__Task item__
Whenever a line carries the word "write", pull it out of the entries.

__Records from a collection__
<<<<

PR #2094, opened 2023-09-22
Fix wording and discuss a bad link in philosophy.md

StefanWallin:
Not sure what to do with the duplicated link

- rephrase a sentence that was referencing a previous method name `toggleTodo()` which has been renamed to `toggle()`.
- highlight a link that should be updated to a proper one by maintainers.

## Steps to validate locally
[Read up on the philosophy of MobX-state-tree](https://mobx-state-tree.js.org/intro/philosophy) and follow the links. More specifically, the two paragraphs directly after Runtime and Designtime type error images.

### DIFF
--- a/docs/intro/philosophy.md
+++ b/docs/intro/philosophy.md
@@ -66,11 +66,11 @@ _Runtime type error_
 
 _Designtime type error_
 
-Because state trees are living, mutable models, actions are straight-forward to write; just modify local instance properties where appropriate. See `toggleTodo()` above or the examples below. It is not necessary to produce a new state tree yourself, MST's snapshot functionality will derive one for you automatically.
+Because state trees are living, mutable models, actions are straight-forward to write; just modify local instance properties where appropriate. See the `toggle()`-action in the Todo-store above or the examples below. It is not necessary to produce a new state tree yourself, MST's snapshot functionality will derive one for you automatically.
 
 Although mutable sounds scary to some, fear not, actions have many interesting properties.
 By default trees can only be modified by using an action that belongs to the same subtree.
-Furthermore, actions are replayable and can be used to distribute changes ([example](https://github.com/coolsoftwaretyler/mst-example-boxes/blob/main/src/stores/socket.js)).
+Furthermore, actions are replayable and can be used to distribute changes ([unclear example, where is the code to look at?](https://github.com/coolsoftwaretyler/mst-example-boxes/blob/main/src/stores/socket.js)).
 
 Moreover, because changes can be detected on a fine grained level, JSON patches are supported out of the box.
 Simply subscribing to the patch stream of a tree is another way to sync diffs with, for example, back-end servers or other clients ([example](https://github.com/coolsoftwaretyler/mst-example-boxes/blob/main/src/stores/socket.js)).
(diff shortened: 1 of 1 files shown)


docs/intro/philosophy.md
```diff
@@ -66,11 +66,11 @@ _Runtime type error_
...
+Because state trees are living, mutable models, actions are straight-forward to write; just modify local instance properties where appropriate. See the `toggle()`-action in the Todo-store above or the examples below. It is not necessary to produce a new state tree yourself, MST's snapshot functionality will derive one for you automatically.
 
 Although mutable sounds scary to some, fear not, actions have many interesting properties.
 By default trees can only be modified by using an action that belongs to the same subtree.
-Furthermore, actions are replayable and can be used to distribute changes ([example](https://github.com/coolsoftwaretyler/mst-example-boxes/blob/main/src/stores/socket.js)).
+Furthermore, actions are replayable and can be used to distribute changes ([unclear example, where is the code to look at?](https://github.com/coolsoftwaretyler/mst-example-boxes/blob/main/src/stores/socket.js)).
```
StefanWallin, line 73: This link should be changed, and the anchor text change be reverted.

coolsoftwaretyler: Hey @StefanWallin - thank you for the feedback on this. I agree the example is unclear. This doc is pretty old. It was modified recently when we moved a bunch of those old example repos out of the MST repository itself, so I mostly did some find-and-replacing, without a lot of edit time on the example itself.

I would be willing to change this in such a way that:

1. Drop the example code, and instead write a few sentences clarifying what it means to be "replayable" and "distribute changes"
2. Point to some other example, either in a separate repo, or even just as inline code behind some markdown code-fences.
3. Some other option you prefer

One way or another, yes let's clarify this. I don't think we have any particular strong desire to keep the same examples we've had for years, other than to recognize the good work that went into the project before we came along. But I"m happy to edit things around.

Are you available to make one of these changes? If not, we can open an issue about it and find someone else to do it.

Let me know what you think, and thanks for your time!

StefanWallin: I'm quite new to MST, I can make the change to the PR, but am quite unsure what to put there right know to in a succinct way demonstrate replayability. Given that we found this issue, maybe inline code would be best? It would at least be clearer to the next sweeping edit than a anonymous link.

What do you think about a code snippet like this?
```javascript
import { onSnapshot, applySnapshot } from "mobx-state-tree"

const history = []

onSnapshot(store, snapshot => {
  history.push(snapshot)
})

replay(index) {
  applySnapshot(store, history[index])
}
```

StefanWallin: Now I found the link I think you wanted to use, the [time.js](https://github.com/coolsoftwaretyler/mst-example-boxes/blob/main/src/stores/time.js)-file from the example repo... It's sort of like mine but probably a lot clearer. I can change the link to that and make a minimal PR instead of introducing a code snippet.

coolsoftwaretyler: @StefanWallin - yes, please do! Thank you!

coolsoftwaretyler: Hey @StefanWallin - I went ahead and made that change so we can merge. Thanks for the help!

>>>>

__Answer to the exercise__
-Because state trees are living, mutable models, actions are straight-forward to write; just modify local instance properties where appropriate. See `toggleTodo()` above or the examples below. It is not necessary to produce a new state tree yourself, MST's snapshot functionality will derive one for you automatically.
+Because state trees are living, mutable models, actions are straight-forward to write; just modify local instance properties where appropriate. See the `toggle()`-action in the Todo-store above or the examples below. It is not necessary to produce a new state tree yourself, MST's snapshot functionality will derive one for you automatically.
+Because state trees are living, mutable models, actions are straight-forward to write; just modify local instance properties where appropriate. See the `toggle()`-action in the Todo-store above or the examples below. It is not necessary to produce a new state tree yourself, MST's snapshot functionality will derive one for you automatically.
1. Drop the example code, and instead write a few sentences clarifying what it means to be "replayable" and "distribute changes"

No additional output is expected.